The President's Casual Remarks on Khashoggi Killing Signals a Disturbing Development.
“Incidents take place.” Just two words. That’s all it took for Donald Trump to effectively dismiss what is probably the most notorious journalist killing of the past ten years – and in so doing sank to a fresh depth in his contempt for journalists, for the media – and for the truth.
The Context
The American leader’s dismissal of the murder of prominent journalist Jamal Khashoggi came during a media briefing with the Saudi crown prince, Mohammed bin Salman – a man whom the US intelligence found in a recent assessment had ordered the abduction and murder of the journalist in that year. (Prince Mohammed has rejected accusations.)
The American spy agencies were not the only ones to determine the homicide – which took place in the Saudi consulate in Istanbul and in which the late Khashoggi was drugged and dismembered – was signed off at the highest levels. An inquiry led by then UN special rapporteur, the UN investigator, reached comparable findings.
International Response
For a short time, governments were unified in their criticism of the kingdom’s conduct. The US imposed sanctions and visa bans in that year over the killing, although it stopped short of penalizing the crown prince himself. Since then, the kingdom has been gradually restoring itself – and the leader’s trip to the US capital seemed to be the final confirmation of that redemption.
Presidential Comments
Critics of the government had roundly condemned the meeting. But what was on display at the presidential residence was more alarming than could have been anticipated. Not only did the president fete Prince Mohammed but he seemed to alter history – and then pointed fingers at the deceased. The crown prince, he asserted when asked, was unaware about the murder – in direct contradiction to what his nation’s intelligence services concluded previously. Moreover, Trump said: “A lot of people didn’t like that person that you’re talking about, whether you approve of him or disapproved, incidents occur.”
Pattern of Behavior
This marks a new and abject point for a president who has made little secret of his disdain for the facts – or for the press.
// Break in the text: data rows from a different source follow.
PR #10741, opened 2025-01-21
i18n(fr): Update `reference/modules/astro-content.mdx` from #10688

thomasbnt:
#### Description (required)
Update `reference/modules/astro-content.mdx` from #10688

- Suggested label: i18n

### DIFF
--- a/src/content/docs/fr/reference/modules/astro-content.mdx
+++ b/src/content/docs/fr/reference/modules/astro-content.mdx
@@ -147,7 +147,9 @@ const draftBlogPosts = await getCollection('blog', ({ data }) => {
 
 <p>
 
-**Type :** `( collection: string, id: string ) => CollectionEntry<collection> | ({ collection: string, id: string }) => CollectionEntry<collection>`
+**Types :**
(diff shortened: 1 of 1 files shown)


src/content/docs/fr/reference/modules/astro-content.mdx
```diff
@@ -209,6 +211,11 @@ Une fonction permettant de compiler une entrée donnée pour le rendu. Elle renv
 ---
 import { getEntry, render } from 'astro:content';
 const entry = await getEntry('blog', 'entry-1');
+
+if (!entry) {
+   // Manipuler l'erreur, par exemple :
```
ArmandPhilippot, line 216: nit: What do you think of:
```suggestion
   // Gérer l'erreur, par exemple :
```
I feel like `manipuler` means we get an error (i.e. an object) and use it whereas here we just need to handle the missing entry (we could use a redirect). Not sure if I'm clear. 😅

thomasbnt: yeah good!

He has defamed journalists (he called ABC news, whose journalist asked the inquiry about the journalist at the media event “false information”), scolded them in open settings (he called one a “piggy” this week for asking about his relationship with the convicted sex offender financier Jeffrey Epstein), taken legal action against media organizations for eye-watering sums of money in frivolous cases, and called for news outlets he disapproves of to lose their licenses.
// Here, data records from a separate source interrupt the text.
PR #10790, opened 2025-01-24
docs: update `guides/deploy/cloudflare.mdx`

vrabe:
#### Description (required)

The steps to deploy with git are still strange.

1. All these steps are to set up a new project on Cloudflare Pages. Step 1 seems redundant.
2. It seems that selecting an account isn't done in "Workers" page. I can't verify that because I don't have multiple accounts.
3. We don't have to explicitly select "Overview". It shows up after clicking "Workers & Pages".
4. "Create application" button seems to be renamed to "Create":

cloudflare

- Closes #


sarah11918:
Thank you for contributing this! I will ask for feedback from others who use Cloudflare to confirm the steps! Perhaps @alexanderniebuhr is able to verify here?

alexanderniebuhr:
I think for users with multiple accounts this is different. I'll check tomorrow my time :)

hkbertoson:
Just checked it on my Cloudflare Account with Multiple accounts and it looks just fine to me.

src/content/docs/en/guides/deploy/cloudflare.mdx
```diff
@@ -27,13 +27,13 @@ To get started, you will need:
...
 
 <Steps>
-1. Set up a new project on Cloudflare Pages.
+1. Push your code to your git repository (GitHub, GitLab).
 
-2. Push your code to your git repository (GitHub, GitLab).
+2. Log in to the Cloudflare dashboard and select your account.
 
-3. Log in to the Cloudflare dashboard and select your account in **Account Home** > **Compute (Workers)** > **Workers & Pages** > **Overview**.
+3. Go to **Account Home** > **Compute (Workers)** > **Workers & Pages**.
```
jsparkdev, line 34: I don't think you need to go to the `Account Home` menu, let me know if you have any other thoughts.

```suggestion
3. Go to **Compute (Workers)** > **Workers & Pages**.
```

alexanderniebuhr:
Yeah as I said, for multi accounts you need to select the account after login, but I think that is already described. However I just attached the Cloudflare Dashboard flow as a screencast, for others to compare with the written steps, hope that helps:


https://github.com/user-attachments/assets/138fda2d-551b-400b-9a58-47fe4ce9474a

src/content/docs/en/guides/deploy/cloudflare.mdx
vrabe: @jsparkdev You're right.  

In [Cloudflare Docs](https://developers.cloudflare.com/pages/get-started/git-integration/#connect-your-git-provider-to-pages):

> Pages offers support for [GitHub](https://github.com/) and [GitLab](https://gitlab.com/). To create your first Pages project:
>
> 1. Log in to the [Cloudflare dashboard](https://dash.cloudflare.com/) and select your account.
> 2. In Account Home, select **Workers & Pages**.
> 3. Select **Create application** > **Pages** > **Connect to Git**.

It seems that after login/selecting an account, you are in Account Home. Do we need to point out this?

```suggestion
3. In Account Home, select **Compute (Workers)** > **Workers & Pages**.
```

Or just apply your change?

jsparkdev: @vrabe 

It seems right to describe it in the official documentation :)

sarah11918:
Thanks for jumping in everyone!!

I will note, this is why we try to describe *other* services, dashboards etc. as **generally as possible** because we can't control (and often don't know) when these update. As evidenced by the maintenance burden this is causing now.  😅 

I would be fine with a PR suggestion that describes what you need to do *accurately*, but I would prefer as much of a generic, future proof solution as possible.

He has forced veteran news services out of the official briefing group for refusing to use terminology of his preference, and he has gutted financial support for essential public media at domestically and vital independent media abroad.
Wider Consequences
All of that has created an atmosphere in which journalists are manifestly less safe in the US, but one in which their targeting – and indeed killing – becomes not just insignificant (“things happen”) but acceptable (“a lot of people didn’t like that gentleman”).
It is unsurprising that 2024 was the most lethal year on record for the press in the more than 30 years the Committee to Protect Journalists (CPJ) has been tracking this data: a ongoing neglect to hold those responsible for journalist killings has created a environment without consequences in which journalists’ killers are actually able to get away with murder and so persist in these actions.
In no place is this clearer than in the Middle Eastern nation, which is responsible for the deaths of over two hundred media workers in the recent period.
Effect on Society
The impact on the public is deep. Targeting reporters are attacks on the truth. They are undermining of reality. They are violations of our entitlement to information and on our liberty to live freely and securely.
On Thursday, CPJ gathers for its yearly International Press Freedom awards. The statement at the event is the same as my message for the president: these things may occur. But it is our responsibility to make sure they do not.